# Audio Device on High Definition Audio Bus



## DLGibson92 (Oct 10, 2008)

Good Afternoon im in need of a driver ive looked in the usual places PCI database to name it maybe shorten the search a bit looked on google but no solution so maybe you can help me 

PC Spec: 

Lenovo 3000 N 500
Windows XP SP2 

ive been on the Lenovo Site and have got every other driver except this one maybe an error during installation i dont know.

Ven 8086 (intel) Dev 2802 

i got this description off pci database
INTEL(R) HIGH DEFINITION AUDIO HDMI

hope you can help me thanksa for your time


----------



## makinu1der2 (Jan 1, 2008)

Hello,

Did you try the Conexant Audio Driver from the Lenevo site?

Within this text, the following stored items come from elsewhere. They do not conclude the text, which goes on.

PR #337, opened 2018-10-23
Fix "hello world" samples

hegemonic:
+ `index.js`: Use the API correctly (I introduced this bug in 13e3d769962f9301ad73253968d2ae394f7d9766)
+ `index.v6.js`: Make some of the changes from 13e3d769962f9301ad73253968d2ae394f7d9766 (but don't introduce the new bug)

The sample isn't creating the column family for some reason, which means it doesn't work yet, but this change gets it closer to working. Solomon is looking into the column family issue separately.

- [x] Tests and linter pass

### DIFF
--- a/samples/hello-world/index.js
+++ b/samples/hello-world/index.js
@@ -39,8 +39,7 @@ const getRowGreeting = row => {
 (async () => {
   try {
     // [START connecting_to_bigtable]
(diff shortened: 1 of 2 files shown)


hegemonic:
@sduskis Here's the PR I promised!

PR #339, opened 2018-10-24
Fixing the Hello world

sduskis:
The json for family name in the system test was incorrect.  It was "id", but should have been "name"


sduskis:
@googleapis/yoshi-nodejs, I can use some help here.  It looks like node11 tests can't install grpc, so the tests fail.  Everything else seems to pass.

stephenplusplus (approved):

PR #353, opened 2018-11-04
Fix for Issue#343

### LINKED ISSUE #343: Empty column qualifiers should not be rejected
Relevant code is here for reads: https://github.com/googleapis/nodejs-bigtable/blob/13e3d769/src/chunktransformer.js#L251

It's completely valid to use a column like "fam:" which has no qualifier

muraliQlogic:
Fixes #343  

- [ ] Tests and linter pass

### DIFF
--- a/src/chunktransformer.js
+++ b/src/chunktransformer.js
@@ -248,15 +248,6 @@ class ChunkTransformer extends Transform {
         return;
       }
     }
-    if (chunk.familyName && !chunk.qualifier) {
-      this.destroy(
-        new TransformError({
-          message: 'A qualifier must be specified',
-          chunk,
-        })
-      );
-      return;
-    }
     this.validateResetRow(chunk);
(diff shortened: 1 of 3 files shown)


sduskis:
@muraliQlogic: The requirement is to have a check that requires a family with a qualifier.  The qualifier could be the empty string.  This PR doesn't look right.

sduskis:
fam":"" is fine, but "fam":[null] is not ok. I believe the if statement checks for "fam":[null] rather than "fam":"". We should add a unit test to confirm that.  @muraliQlogic, can you please change the the chunktransformer.js test for those requirements?

muraliQlogic:
@sduskis : I modified if condition to check for null or undefined qualifier.

sduskis:
@muraliQlogic: Does `ChunkTransformer. validateNewRow` also need the check for null or undefined?

PR #398, opened 2018-12-26
refactor: modernize the samples a bit

JustinBeckwith:
So this was bad.  None of the tests in the `document_snippet` directory were actually getting run, so 100% of the samples are untested.  The sample tests are also all broken. As a first step, I'm moving files around and updating a few things to get us in a better position to actually get all of the tests passing.


samples/package.json
```diff
@@ -16,17 +20,10 @@
...
-  "nyc": {
-    "exclude": [
-      "**/*.test.js"
-    ]
+    "doctoc": "^1.3.1"
   },
   "scripts": {
     "doctoc": "doctoc README.md */README.md",
-    "test": "mocha system-test/*.test.js --timeout=600000"
+    "test": "mocha system-test --timeout=60000"
```
sduskis: 60 seconds might be problematic.  Table create / modify / delete took 20+ seconds at some points.

PR #403, opened 2019-01-20
fix: Prevent error when `decode: false` option is set in createReadStream.

### LINKED ISSUE #394: validateRowInProgress throws TransformError with decode: false
#### Environment details

  - OS: macOS Sierra 10.12.6
  - Node.js version: v8.14.0
  - npm version: 6.4.1
  - `@google-cloud/bigtable` version: 1.0.0

#### Steps to reproduce

  1. Have a table with multiple cells in the same row
  2. Use `table.createReadStream` with `decode=false` option.
  3. You get a `TransformError: A commit is required between row keys (...)`.

Example:
```js
const options = {
    prefix: 'test',
    filter: [
        {
            column: ['a', 'b']
        },
        {
            column: {
                cellLimit: 1
            }
        }
    ],
    decode: false
}

table.createReadStream(options)
    .on('error', err => {
        console.error(err);
    })
    .on('data', row => {
        console.log(row.id.toString(), row.data)
    })
    .on('end', () => {
        console.log('end');
    });
```

As the key is not being decoded, it will compare two different buffer instances and it will throw at:

https://github.com/googleapis/nodejs-bigtable/blob/ad95d12a5312fe25a1193b9c49ec80fd3e02b0b6/src/chunktransformer.js#L235-L248

zrosenbauer:
Prevent error when `decode: false` option is set in createReadStream.

Fixes #394

- [ ] Tests and linter pass


zrosenbauer:
I signed it!

JustinBeckwith:
@sduskis who's the best person to review bigtable PRs for nodejs?

PR #426, opened 2019-02-27
refactor(ts): convert to typescript

JustinBeckwith:


package.json
```diff
@@ -8,13 +8,11 @@
...
-  "main": "./src/index.js",
+  "main": "build/src/index.js",
   "files": [
-    "protos",
-    "src",
-    "AUTHORS",
-    "CONTRIBUTORS",
-    "LICENSE"
+    "build/protos",
+    "build/proto",
```
callmehiphop: Is this going to be an iterative process like the other repos? We might want to ignore the declaration/map files for now.

package.json
```diff
@@ -29,18 +27,22 @@
...
     "snippet-test": "mocha samples/document-snippets/tests/*.js --timeout 600000",
     "fix": "eslint --fix '**/*.js'",
     "docs-test": "linkinator docs -r --skip www.googleapis.com",
-    "predocs-test": "npm run docs"
+    "predocs-test": "npm run docs",
+    "clean": "gts clean",
+    "compile": "tsc -p . && cp -r src/v2 build/src/ && cp -r proto* build/",
+    "prepare": "npm run compile",
+    "pretest": "npm run compile",
+    "proto": "mkdir -p proto && pbjs -t static-module -w commonjs -p node_modules/google-proto-files google/bigtable/v2/bigtable.proto | pbts -o proto/bigtable.d.ts -"
```
callmehiphop: I think we want to build from `protos` instead of `node_modules/google-proto-files`

src/v2/bigtable_client.js
```diff
@@ -19,7 +19,7 @@ const gax = require('google-gax');
 const merge = require('lodash.merge');
 const path = require('path');
 
-const VERSION = require('../../package.json').version;
+const VERSION = require('../../../package.json').version;
```
callmehiphop: Will this get overwritten by synthtool?

system-test/read-rows.ts
```diff
@@ -88,9 +101,9 @@ describe('Bigtable/Table', () => {
       responses = null;
       rowKeysRead = [];
       requestedOptions = [];
-      stub = sinon.stub(bigtable, 'request').callsFake(cfg => {
-        const reqOpts = cfg.reqOpts;
-        const requestOptions = {};
+      stub = (sinon as any).stub(bigtable, 'request').callsFake(cfg => {
```
callmehiphop: Should install `@types/sinon` for this and use `sinon.SinonStub`

package.json
JustinBeckwith: Yes, and good call.  Updated!

system-test/read-rows.ts
JustinBeckwith: I did!  There is some weird typing bug I didn't want to try digging into here, and figured I would pick it up later.

src/v2/bigtable_client.js
JustinBeckwith: woooops good find

PR #439, opened 2019-03-14
refactor: drop dependency on extend

JustinBeckwith:


src/index.ts
```diff
@@ -683,7 +682,7 @@ export class Bigtable {
           this.api[config.client] = gaxClient;
         }
 
-        let reqOpts = extend(true, {}, config.reqOpts);
```
callmehiphop: I'm not sure we want to make this change, `extend(true, ...)` creates a deep copy of an object, and `Object.assign` makes a shallow copy.

JustinBeckwith: I will admit to not fully understanding the difference here.  I'm mostly putting it out there as a conversation starter :) 

When you say "deep" copy, what I thought that meant is that it wouldn't copy past the first set of properties.  Yet...

```
> Object.assign({}, {a: { b: { c: 5 } } });
{ a: { b: { c: 5 } } }
```

Can you show me how this breaks down different than extend?

callmehiphop: I guess when I say deep, I mean recursive. To illustrate

```js
const a = {yes: true};
const b = {a};
const c = Object.assign({}, b);

b.a.yes = false;
console.log(c.a.yes);
// => false
```

JustinBeckwith: Got it. Thank you so much for illustrating!

callmehiphop: My pleasure!

bcoe: a trick I've used in yargs, to avoid introducing a dependency, is the following:

`const copy = JSON.parse(JSON.stringify(obj)) `, if you know your object is going to only have simple types.

PR #440, opened 2019-03-14
refactor(ts): add proto generated files

### LINKED ISSUE #427: Convert library to TypeScript

joecervino:
Fixes #427 
- [x] Tests and linter pass

Just adding the proto generated files & script before making PR's for the rest of the files 👍


package.json
```diff
@@ -44,7 +45,10 @@
     "compile": "tsc -p . && cp -r src/v2 build/src/ && cp -r proto* build/ && cp test/*.js build/test",
     "prepare": "npm run compile",
     "pretest": "npm run compile",
-    "proto": "mkdir -p proto && pbjs -t static-module -w commonjs -p protos google/bigtable/v2/bigtable.proto | pbts -o proto/bigtable.d.ts -"
+    "proto": "npm run proto:bigtable && npm run proto:bigtable_instance_admin && npm run proto:bigtable_table_admin",
+    "proto:bigtable": "mkdir -p proto && pbjs -t static-module -w commonjs -p protos google/bigtable/v2/bigtable.proto | pbts -i long -o proto/bigtable.d.ts -",
+    "proto:bigtable_instance_admin": "mkdir -p proto && pbjs -t static-module -w commonjs -p node_modules/google-proto-files google/bigtable/admin/v2/bigtable_instance_admin.proto | pbts -i long -o proto/bigtable_instance_admin.d.ts -",
```
callmehiphop: Any reason why we are building from node_modules instead of the protos directory?

proto/bigtable.d.ts
```diff
@@ -1,4 +1,5 @@
 import * as $protobuf from "protobufjs";
+import * as long from "long";
```
callmehiphop: This doesn't work, we'll need to remove the `-i` parameter and unfortunately hardcode the correct import for now.

```ts
import * as Long from 'long';
```

proto/bigtable_instance_admin.d.ts
```diff
@@ -0,0 +1,8646 @@
+import * as $protobuf from "protobufjs";
+import * as long from "long";
```
callmehiphop: Same as above

proto/bigtable_table_admin.d.ts
```diff
@@ -0,0 +1,7759 @@
+import * as $protobuf from "protobufjs";
+import * as long from "long";
```
callmehiphop: Same as above.

proto/bigtable.d.ts
joecervino: Yikes okay :(

package.json
joecervino: Hm, yeah good question and no excuse for you to be honest. I was keeping the script consistent across Datastore and Spanner and didn't realize we were sourcing the latter two files differently. Lesson learned - don't copy, paste, forget 😅 Fixed!

package.json
```diff
@@ -44,7 +45,7 @@
     "compile": "tsc -p . && cp -r src/v2 build/src/ && cp -r proto* build/ && cp test/*.js build/test",
     "prepare": "npm run compile",
     "pretest": "npm run compile",
-    "proto": "mkdir -p proto && pbjs -t static-module -w commonjs -p protos google/bigtable/v2/bigtable.proto | pbts -o proto/bigtable.d.ts -"
+    "proto": "mkdir -p proto && pbjs -t static-module -w commonjs -p protos google/bigtable/v2/bigtable.proto | pbts -o proto/bigtable.d.ts - && pbjs -t static-module -w commonjs -p protos google/bigtable/admin/v2/bigtable_instance_admin.proto | pbts -o proto/bigtable_instance_admin.d.ts - && pbjs -t static-module -w commonjs -p protos google/bigtable/admin/v2/bigtable_table_admin.proto | pbts -o proto/bigtable_table_admin.d.ts -"
```
callmehiphop: This is a very big command! Could we either

1. Bundle the types together into a single file (this is untested but I think it works)
    ```sh
    $ mkdir -p proto && pbjs -t static-module -w commonjs -p protos google/bigtable/v2/bigtable.proto google/bigtable/admin/v2/bigtable_instance_admin.proto google/bigtable/admin/v2/bigtable_table_admin.proto | pbts -o proto/bigtable.d.ts -
    ```
1. Have separate commands per file

While we're at it lets install `mkdirp` as a dev dependency and use that instead of `mkdir -p`.

joecervino: I thought that might've been what you meant, but I guess I took the safe route - it works! Pushing now 👍

PR #443, opened 2019-03-20
refactor(ts): enable noImplicitAny on index.ts

### LINKED ISSUE #427: Convert library to TypeScript

joecervino:
Fixes #427 (1/21 files) :)

- [x] Tests and linter pass


src/index.ts
```diff
@@ -38,16 +38,19 @@
 
 import * as arrify from 'arrify';
 import {replaceProjectIdToken} from '@google-cloud/projectify';
+import {Operation as GaxOperation} from 'google-gax/build/src/longrunning';
```
JustinBeckwith: Do you need to reach into the full path here, or is this type exported from the index of `google-gax`?

src/index.ts
```diff
@@ -86,6 +89,94 @@ const {grpc} = new gax.GrpcClient();
  * @property {Constructor} [promise] Custom promise module to use instead of
  *     native Promises.
  */
+export interface Client {
+  //tslint: disable-next-line: no-any
+  [k: string]: any;
```
JustinBeckwith: I mean, this pretty much make this object an `any`

src/index.ts
```diff
@@ -86,6 +89,94 @@ const {grpc} = new gax.GrpcClient();
...
+  servicePath?: string;
+  sslCreds?: ChannelCredentials;
+  port?: number;
+}
+export interface ClientConfig {
+  [k: string]: string|{}|Function|Client|undefined;
```
JustinBeckwith: I would start this one over, and extend `GoogleAuthOptions` as it will have most oof these fields

src/index.ts
```diff
@@ -86,6 +89,94 @@ const {grpc} = new gax.GrpcClient();
...
+  gaxOptions?: CallOptions;
+}
+export interface CreateInstanceRequest {
+  parent?: string|null;
+  instanceId?: string|null;
+  clusters?: ({[k: string]: ICluster}|null);
+  instance?: IInstance|null;
+}
+//tslint:disable-next-line interface-name
+export interface IInstance {
```
JustinBeckwith: I don't really like the `I` prefix for interfaces, and it isn't something we've used elsewhere.  Is there a proper Instance type somewhere else in the project?

src/index.ts
```diff
@@ -86,6 +89,94 @@ const {grpc} = new gax.GrpcClient();
...
+  name?: string|null;
+  displayName?: string|null;
+  state?: InstanceState|null;
+  type?: InstanceType|null;
+  labels?: {[k: string]: string}|null|string;
+}
+export interface RequestConfig {
```
JustinBeckwith: @callmehiphop I feel like this interface has to be defined somewhere else already

src/index.ts
callmehiphop: This is my fault I think, lol. For exporting generated response types I was at a loss for what to call them.

src/index.ts
callmehiphop: There is the [`ProtoOpts`](https://github.com/googleapis/nodejs-common-grpc/blob/master/src/service.ts#L38) interface in `grpc-common`, but we'll need to extend it (I think). For gax/handwritten clients, the request method is not inherited from anything, so that's probably why it isn't defined in any core libs.

joecervino:
@JustinBeckwith @callmehiphop Sounds good - I'll get `npm run fix` working properly,  I'll refine `index.ts`, and I'll submit a PR for something a bit more foundational. Thanks for taking the time to double-team this :)

src/index.ts
joecervino: I hear ya - I extended `ProtoOpts` in OPR 1.2 but had some trouble with it so I added `ProtoOpts` properties into `RequestConfig`. I can slim it down if needed 👍

src/index.ts
joecervino: I renamed it `ManualIInstance` if that's okay for now 🤷‍♂️

src/index.ts
joecervino: 🤦‍♂️ Yeah, the precise index signature would've been even more offensive. I removed it for now to see if later PR's can help solve the issue (it's born strictly out of enabling noImplicitAny)

JustinBeckwith:
This has sat dormont for a while, and I think its the last thing that should land.  I'm closing this PR out for now, but keeping the branch around.

PR #492, opened 2019-05-31
docs(samples): add conditional, batch, and incremental write samples

billyjacobson:
- [ ] Tests and linter pass


billyjacobson:
I think it might be better to reuse the instance through the test rather than creating and deleting. Might encounter race conditions, or instances that don't delete and then we'd be hogging bigtable resources.

PR #501, opened 2019-06-21
refactor: drop dependency on nodejs-repo-tools

JustinBeckwith:


crwilcox:
Samples and systems are also failing on the release pr. I think quota is low.

crwilcox:
Samples test failure seems real?
```
1) instances
       should list zones:
     Error: Command failed: node instances.js "nodejs-bigtable-samples-369c21"
instances.js <command>
```

PR #2655, opened 2022-10-16
Added `excludes` param to `FlxSoundGroup`

Wither362:
For simplifying code.

(Sorry, I don’t know how to make better descriptions)

### DIFF
--- a/flixel/system/FlxSoundGroup.hx
+++ b/flixel/system/FlxSoundGroup.hx
@@ -57,22 +57,28 @@ class FlxSoundGroup
 
 	/**
 	 * Call this function to pause all sounds in this group.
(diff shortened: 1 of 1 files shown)


MemeHoovy (approved):

Geokureli:
I don't get this, maybe put sounds in a different sound group if you want them to behave differently

Wither362:
> I don't get this, maybe put sounds in a different sound group if you want them to behave differently

yeah, youre right, but for only pausing some sounds, and other let then play, for simplified code...

Geokureli:
I don't want to add complexity to the engine just for the sake of slightly reducing a one-off game's own complexity, this isn't really a common thing, and it's contrary to what groups are designed to do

If so did you receive an error?


http://www-307.ibm.com/pc/support/s...Page.vm&operatingsystemind=53385&machineind=0


----------



## DLGibson92 (Oct 10, 2008)

yes i have tried that it installed one of the audio devices but left that one behind which did confuse im just wondering if i installed the drivers in the wrong order and thats why this device is left.


----------



## Riskyone101 (Oct 22, 2008)

Do you have the latest version of Directx installed? 9.0c?
You can check by going to
start
run
type
dxdiag (press ok)


----------



## DLGibson92 (Oct 10, 2008)

yes i have the latest version of directx


----------



## Riskyone101 (Oct 22, 2008)

For xp sp2:

UAA Bus Driver:
http://drivers.softpedia.com/get/SO...AA-Bus-Driver-for-High-Definition-Audio.shtml

Levono HD Audio driver:
http://www-307.ibm.com/pc/support/s.../downloadsDriversLandingPage.vm&validate=true

If sp3 install graphics driver, this should contain the HD HDMI driver in it.

1. Install each driver, (starting with first one) and reboot pc between each driver installation.

Heres the order for which you should have followed:
Chipset driver
Video driver
Network driver
Audio driver
Modem driver


----------



## DLGibson92 (Oct 10, 2008)

ah i see i installed in the wrong order yes il try that as soon as i can thanks il reply as soon as ive done that 

Thanks


----------